Мы проговорили так еще некоторое время. После слуги принесли в комнату анэ32 со стоящими на них яствами, и мы прервали утомительную светскую беседу, чтобы поесть. Еда вышла отменной, и отец с Нурби долго обменивались любезностями о гостеприимстве нашего дома и том, что гость красит своим присутствием дом, который посещает. Если не знать, кем они приходились друг другу, можно было бы подумать, что эти двое видят друг друга впервые. Но отцу было важно чтить эту традицию даже если никто больше не видел, и мы с Нурби уважали его волю.
После обеда отец оставил нас с названым братом наедине, сославшись на дела, и мы наконец смогли поговорить по-человечески.
– Как тебе джэгу? – спросила я, хитро улыбаясь. – Присмотрел себе в зафаке невесту?

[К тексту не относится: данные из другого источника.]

PR #8715, opened 2023-05-31
box: allow to set *_uuid options to NULL

### LINKED ISSUE #8714: Reapplying the instance_uuid and replicaset_uuid parameters with a box.NULL field results in an error.
Prior to https://github.com/tarantool/tarantool/commit/9b2b3e58792fb1d5b079b110d50e7c5803803a4d, reapplying `instance_uuid` and `replicaset_uuid` did not throw an error if the corresponding values were `NULL`:
```
Tarantool 3.0.0-entrypoint-195-g2644add4e
tarantool> box.cfg{log_level = 0}
---
...

tarantool> box.cfg.replicaset_uuid
---
- null
...

tarantool> box.cfg.instance_uuid
---
- null
...

tarantool> box.cfg{replicaset_uuid = nil}
---
...

tarantool> box.cfg{instance_uuid = nil}
---
...

tarantool> box.cfg{replicaset_uuid = box.NULL}
---
...

tarantool> box.cfg{instance_uuid = box.NULL}
---
...
```

However this has changed after the patch:
```
Tarantool 3.0.0-entrypoint-272-g2afde5b1d
tarantool> box.cfg{log_level = 0}
---
...

tarantool> box.cfg.replicaset_uuid
---
- null
...

tarantool> box.cfg.instance_uuid
---
- null
...

tarantool> box.cfg{replicaset_uuid = nil}
---
...

tarantool> box.cfg{instance_uuid = nil}
---
...

tarantool> box.cfg{replicaset_uuid = box.NULL}
---
- error: Can't set option 'replicaset_uuid' dynamically
...

tarantool> box.cfg{instance_uuid = box.NULL}
---
- error: Can't set option 'instance_uuid' dynamically
...
```

The new behavior is incorrect and should be fixed.

ImeevMA:
This patch allows to set replicaset_uuid and instance_uuid to box.NULL. This fixes the issue described in #8714, however it introduces another change in behavior - we can now set these parameters to NULL even if they weren't NULL before. However, since we still cannot set a different uuid after setting the parameters to NULL, and we can still set the old uuid for them, this behavior is considered acceptable.

Closes #8714

NO_DOC=bugfix
NO_CHANGELOG=the bug was not released

### DIFF
--- a/src/box/lua/load_cfg.lua
+++ b/src/box/lua/load_cfg.lua
@@ -446,13 +446,15 @@ local log_cfg_option = {
 
 
 local function check_instance_uuid()
-    if box.cfg.instance_uuid ~= box.info.uuid then
+    if box.cfg.instance_uuid ~= box.NULL and
+       box.cfg.instance_uuid ~= box.info.uuid then
         box.error(box.error.RELOAD_CFG, 'instance_uuid')
     end
 end
 
 local function check_replicaset_uuid()
-    if box.cfg.replicaset_uuid ~= box.info.replicaset.uuid then
+    if box.cfg.replicaset_uuid ~= box.NULL and
+       box.cfg.replicaset_uuid ~= box.info.replicaset.uuid then
         box.error(box.error.RELOAD_CFG, 'replicaset_uuid')
     end
 end
--- a/test/box-luatest/gh_8714_set_null_to_xxx_uuid_test.lua
+++ b/test/box-luatest/gh_8714_set_null_to_xxx_uuid_test.lua
@@ -1,0 +1,78 @@
+local server = require('luatest.server')
+local t = require('luatest')
+
+local g = t.group()
+
+g.before_test('test_set_null_to_xxx_uuid', function()
+    g.server = server:new({
+        alias = 'master',
+        box_cfg = {
+            instance_uuid = box.NULL,
+            replicaset_uuid = box.NULL,
+        },
+    })
+    g.server:start()
+end)
+
+g.after_test('test_set_null_to_xxx_uuid', function()
+    g.server:stop()
+end)
+
+g.test_set_null_to_xxx_uuid = function()
+    g.server:exec(function()
+        local ok = pcall(box.cfg, {instance_uuid = box.NULL})
+        t.assert(ok)
+        ok = pcall(box.cfg, {replicaset_uuid = box.NULL})
+        t.assert(ok)
+    end)
+end
+
+g.before_test('test_set_uuid_to_xxx_uuid', function()
+    g.server = server:new({
+        alias = 'master',
+        box_cfg = {
+            instance_uuid = '11111111-1111-1111-1111-111111111111',
+            replicaset_uuid = '11111111-1111-1111-1111-111111111111',
+        },
+    })
+    g.server:start()
+end)
+
+g.after_test('test_set_uuid_to_xxx_uuid', function()
+    g.server:stop()
+end)
+
+g.test_set_uuid_to_xxx_uuid = function()
+    g.server:exec(function()
+        local old_id = '11111111-1111-1111-1111-111111111111'
+        local new_id = '11111111-1111-1111-1111-111111111112'
+        local err_ins = "Can't set option 'instance_uuid' dynamically"
+        local err_rpl = "Can't set option 'replicaset_uuid' dynamically"
+
+        -- The same uuid can be set if *_uuid is set.
+        local ok = pcall(box.cfg, {instance_uuid = old_id})
+        t.assert(ok)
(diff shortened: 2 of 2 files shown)


test/box-luatest/gh_8714_set_null_to_xxx_uuid_test.lua
```diff
@@ -0,0 +1,82 @@
...
+    g.server:start()
+    g.server:exec(function()
+        local ok, err = pcall(box.cfg, {instance_uuid = box.NULL})
+        t.assert(ok)
+        t.assert_equals(err, nil)
+        ok, err = pcall(box.cfg, {replicaset_uuid = box.NULL})
+        t.assert(ok)
+        t.assert_equals(err, nil)
+    end)
+    g.server:stop()
```
locker, line 23: If the test fails, the server won't be stopped properly. You should use `before_test` to start the server and `after_test` to stop it, because `after_test` runs even on test failure.

test/box-luatest/gh_8714_set_null_to_xxx_uuid_test.lua
```diff
@@ -0,0 +1,82 @@
...
+        t.assert(ok)
+        t.assert_equals(err, nil)
+        ok, err = pcall(box.cfg, {replicaset_uuid = old_uuid})
+        t.assert(ok)
+        t.assert_equals(err, nil)
+
+        -- Another uuid cannot be set if *_uuid is set.
+        ok, err = pcall(box.cfg, {instance_uuid = new_uuid})
+        t.assert(not ok)
+        t.assert_equals(err.message, err_ins)
```
locker, line 52: Better use `t.assert_error_message_equals`:

```Lua
t.assert_error_message_equals(err_ins, box.cfg, {instance_uuid = new_uuid})
```

test/box-luatest/gh_8714_set_null_to_xxx_uuid_test.lua
ImeevMA: Thank you for the review! Fixed.

test/box-luatest/gh_8714_set_null_to_xxx_uuid_test.lua
ImeevMA: Fixed.

locker (approved):

src/box/lua/load_cfg.lua
```diff
@@ -446,13 +446,15 @@ local log_cfg_option = {
 
 
 local function check_instance_uuid()
-    if box.cfg.instance_uuid ~= box.info.uuid then
+    if box.cfg.instance_uuid ~= box.NULL and
+       box.cfg.instance_uuid ~= box.info.uuid then
         box.error(box.error.RELOAD_CFG, 'instance_uuid')
     end
 end
```
Totktonada, line 453: Shouldn't we handle `nil` and `box.NULL` differently?

* `nil` -> pass over
* `box.NULL` -> check that `box.cfg.instance_uuid == nil`
* anything else -> compare with `box.info.uuid` (BTW, why not `box.cfg.instance_uuid`?)

ImeevMA: We don't have the old `box.cfg.instance_uuid` value because it was overwritten by the new one when `box.cfg{instance_uuid = ...}` was executed. I believe this is normal for the options described in `dynamic_cfg` . Because of this, we have no way to compare the old value with the new one.

locker: - The option callback isn't invoked if `box.cfg.instance_uuid` is `nil`.
- It'd be complicated because the `box.cfg` option callback currently doesn't have access to the old value. I don't think that fixing it is worthwhile. Semantically, resetting `instance_uuid` to `box.NULL` after it was set to a non-nil value looks correct, which was mentioned in the commit log.
- If the new value stored in `box.cfg.instance_uuid` isn't nil, we compare it with the current value, which is stored in `box.info.uuid`.

src/box/lua/load_cfg.lua
```diff
@@ -446,13 +446,15 @@ local log_cfg_option = {
 
 
 local function check_instance_uuid()
-    if box.cfg.instance_uuid ~= box.info.uuid then
+    if box.cfg.instance_uuid ~= box.NULL and
```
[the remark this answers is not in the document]
locker: The option callback isn't invoked in `box.cfg.instance_uuid` is `nil`. The only way to set `box.cfg.instance_uuid` to `nil` is using `box.NULL` so the comparison looks proper.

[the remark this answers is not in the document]
Totktonada: This is minor and since the previous comment is resolved, I'll close this too.

Totktonada (approved):

PR #8578, opened 2023-04-17
util: introduce new helper to generate Lua translation table

drewdzzz:
Draft.

Issue #8443, opened 2023-03-15
Export IPROTO constants to Lua automatically


locker:
To export IPROTO constants to Lua, we define a translation table in C manually:

https://github.com/tarantool/tarantool/blob/0ead015b252748b8493370bbfae08a64bc293e3b/src/box/lua/iproto.c#L85-L87

When a new IPROTO constant is added, the translation table has to be updated:

https://github.com/tarantool/tarantool/blob/0ead015b252748b8493370bbfae08a64bc293e3b/src/box/iproto_constants.h#L65-L70

This is inconvenient and error-prone. Instead we should generate the translation table automatically when the project is built.

It'd be nice to have a generic mechanism for that because there are other places where we need to export C enumeration constants to Lua, for example `box.error`.

```C
LUA_EXPORT(namespace = "box.iproto.key", strip_prefix = "IPROTO_")
enum iproto_key {
        IPROTO_REQUEST_TYPE = 0x00,
        IPROTO_SYNC = 0x01,
```

PR #8717, opened 2023-05-31
Refactor the code that generates names for IPROTO constants

locker:
This PR finishes the work started by #8578 that introduced automatic IPROTO constants exporting to Lua:
- Strips prefixes from the generated names because we strip them anyway when we export the IPROTO constants to Lua.
- Adds name-generating macros for Vinyl constants defined in `iproto_constants.h`.
- Drops `struct iproto_constant` in favor of string arrays because we need them anyway for looking up a name by code.
- Makes `net.box` use `box.iproto.feature` instead of defining feature names manually.

Follow-up #8443


locker:
Cherry-picked to 2.11.

Issue #8516, opened 2023-03-29
Backporting LuaJIT upstream commits part 4


igormunkin:
This ticket is an umbrella for all commits we planning to back-port in the next Q.
This list includes commits excluded from #8069 and may be updated later with some new.

GC64:
* [x] [dd0f09f9](https://github.com/LuaJIT/LuaJIT/commit/dd0f09f9) Another fix for lua_yield() from C hook.
* [x] [dd5032ed](https://github.com/LuaJIT/LuaJIT/commit/dd5032ed) Fix lua_yield() from C hook.
* [x] [850f8c59](https://github.com/LuaJIT/LuaJIT/commit/850f8c59) LJ_GC64: Make ASMREF_L references 64 bit.

general + x86/x64:
* [x] [7dbf0b05](https://github.com/LuaJIT/LuaJIT/commit/7dbf0b05) Fix saved bytecode encapsulated in ELF objects.
* [x] [d4c0c6e1](https://github.com/LuaJIT/LuaJIT/commit/d4c0c6e1) Fix TNEW load forwarding with instable types.
* [x] [96fc114a](https://github.com/LuaJIT/LuaJIT/commit/96fc114a) Fix canonicalization of +-0.0 keys for IR_NEWREF.
* [x] [2801500a](https://github.com/LuaJIT/LuaJIT/commit/2801500a) Fix use-def analysis for BC_VARG.
* [x] [0e53a314](https://github.com/LuaJIT/LuaJIT/commit/0e53a314) Fix use-def analysis for vararg functions.
* [x] [646148e7](https://github.com/LuaJIT/LuaJIT/commit/646148e7) Fix memory probing allocator to check for valid end address, too.
* [x] [03a7ebca](https://github.com/LuaJIT/LuaJIT/commit/03a7ebca) x64: Fix 64 bit shift code generation.

PR #8720, opened 2023-05-31
luajit: bump new version

mkokryashkin:
Fix memory probing allocator to check for valid end address, too.

Part of #8516

NO_DOC=LuaJIT bump
NO_TEST=LuaJIT bump


igormunkin:
The changeset is merged to master in scope of #8843, backported to 2.11 and 2.10 in scope of #8844 and #8845 respectively.

PR #8721, opened 2023-05-31
test: fix flaky feedback_daemon_metrics test

drewdzzz:
The patch fixes two mistakes that were made while writing the test. Firstly, we should replace metrics module with an empty table before every test case - otherwise, metrics can be collected before the test. Secondly, all attempts to check if a required amount of metrics was collected is pointless, even with margin - some environments are incredibly slow. So let's check if some metrics were collected, and check if there are not too many of them.

Also, the patch increases some timeouts to minimize the probability of fail due to slow environment.

Follows up #8192
Closes tarantool/tarantool-qa#312

### DIFF
--- a/test/box-luatest/gh_8192_feedback_daemon_metrics_test.lua
+++ b/test/box-luatest/gh_8192_feedback_daemon_metrics_test.lua
@@ -28,6 +28,8 @@ end)
 
 g.before_each(function()
     g.server:exec(function()
+        -- Replace module metrics with empty table to avoid metrics collection.
+        package.loaded["metrics"] = {}
         -- Daemon is reloaded when cfg option is updated.
         box.cfg{
             feedback_send_metrics = true,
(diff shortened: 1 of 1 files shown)


test/box-luatest/gh_8192_feedback_daemon_metrics_test.lua
```diff
@@ -28,6 +28,8 @@ end)
 
 g.before_each(function()
     g.server:exec(function()
+        -- Replace module metrics with empty table to avoid metrics collection.
+        package.loaded["metrics"] = {}
```
CuriousGeorgiy, line 32: Why not simply `nil`?

CuriousGeorgiy: But you don't call `require` here. And if it's required internally by `box.cfg`, then I don't understand how it works with an empty table:
https://github.com/tarantool/tarantool/blob/606e50c4d56bb76714dc41339102b32230fd751e/src/box/lua/load_cfg.lua#L529

CuriousGeorgiy: I tried to change it to `nil` and run the test — everything works fine.

CuriousGeorgiy (approved):

test/box-luatest/gh_8192_feedback_daemon_metrics_test.lua
```diff
@@ -54,24 +56,22 @@ g.test_metrics = function()
...
-        -- ASAN and GCOV builds looks very affected and macOS too.
-        --
-        -- In fact, this check verifies that *some* samples are collected. It
+        -- This check verifies that *some* samples are collected. It
         -- doesn't attempt to ensure correct timings, which is nearly
         -- impossible in the general case, when many processes performs its own
         -- workloads in parallel.
-        t.assert_almost_equals(#fb.metrics, 30, 25)
+        t.assert_gt(#fb.metrics, 0)
+        t.assert_lt(#fb.metrics, 60)
```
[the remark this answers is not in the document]
drewdzzz: I wrote about it in the commit message, but agree, it's better to repeat it here. Done.

mkostoevr (approved):

locker (approved):

locker:
Cherry-picked to 2.11.

PR #8722, opened 2023-05-31
test: write bad snap with errinj in `gh_7974_force_recovery_bugs_test`

### LINKED ISSUE #8702: Regenerate `test/box-luatest/gh_7974_data`

locker:
Corrupted snap files that are used in the test were generated manually using a now old Tarantool version that has an outdated system schema. In the scope of #7149 DDL was forbidden until the system schema is upgraded. The problem is luatest tries to grant super privileges to the guest user (which is a DDL operation) after starting a test instance unless they are already granted. Since the snap files don't store the required privileges, luatest fails.

To fix this issue, let's generate corrupted snap files right in the test using error injection.

Closes #8702


test/box-luatest/gh_7974_force_recovery_bugs_test.lua
```diff
@@ -5,249 +5,247 @@ local t = require('luatest')
 local g = t.group()
 
 g.before_all(function()
-    t.skip('gh-8702')
+    t.tarantool.skip_if_not_debug()
```
CuriousGeorgiy, line 8: So now we can’t be sure force recovery works in release?

locker: https://github.com/tarantool/tarantool/issues/8723

alyapunov (approved):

Нурби бросил на меня притворно-осуждающий взгляд.
– Разве я мог смотреть на кого-то еще, когда в ряду танцующих была ты? Твоя красота сияла ярче всех, – это было частью нашей игры, я постоянно пыталась его посватать, а он – сменить тему разговора.
– Зря ты так, всех красавиц разберут молодые уорки, и ты останешься без жены. Кто же украсит твою жизнь и сохранит твой очаг?
– Ты так сватаешь меня, как будто сама уже давно обещана, – фыркнул Нурби.
– Князья-женихи давно не заезжали в нашу долину, – я изобразила тяжелый вздох.
Мне показалось, что по лицу Нурби пробежала тень, как будто мои слова его чем-то задели, но в тот же момент его губы скривились в улыбке, и я решила, что мне просто почудилось.
– Да уж, путешественников поубавилось. Одни и те же лица уже приелись.
– К нам недавно заезжал торговец сукном. Говорил, что на востоке опять неспокойно.
Нурби нахмурился:
– Да. Тамошние князья не могут поделить контроль над торговыми маршрутами, и из-за их склок никто не следит за порядком, лихие люди развелись в лесах, как белки. Удивительно, что торговец сумел добраться до нас.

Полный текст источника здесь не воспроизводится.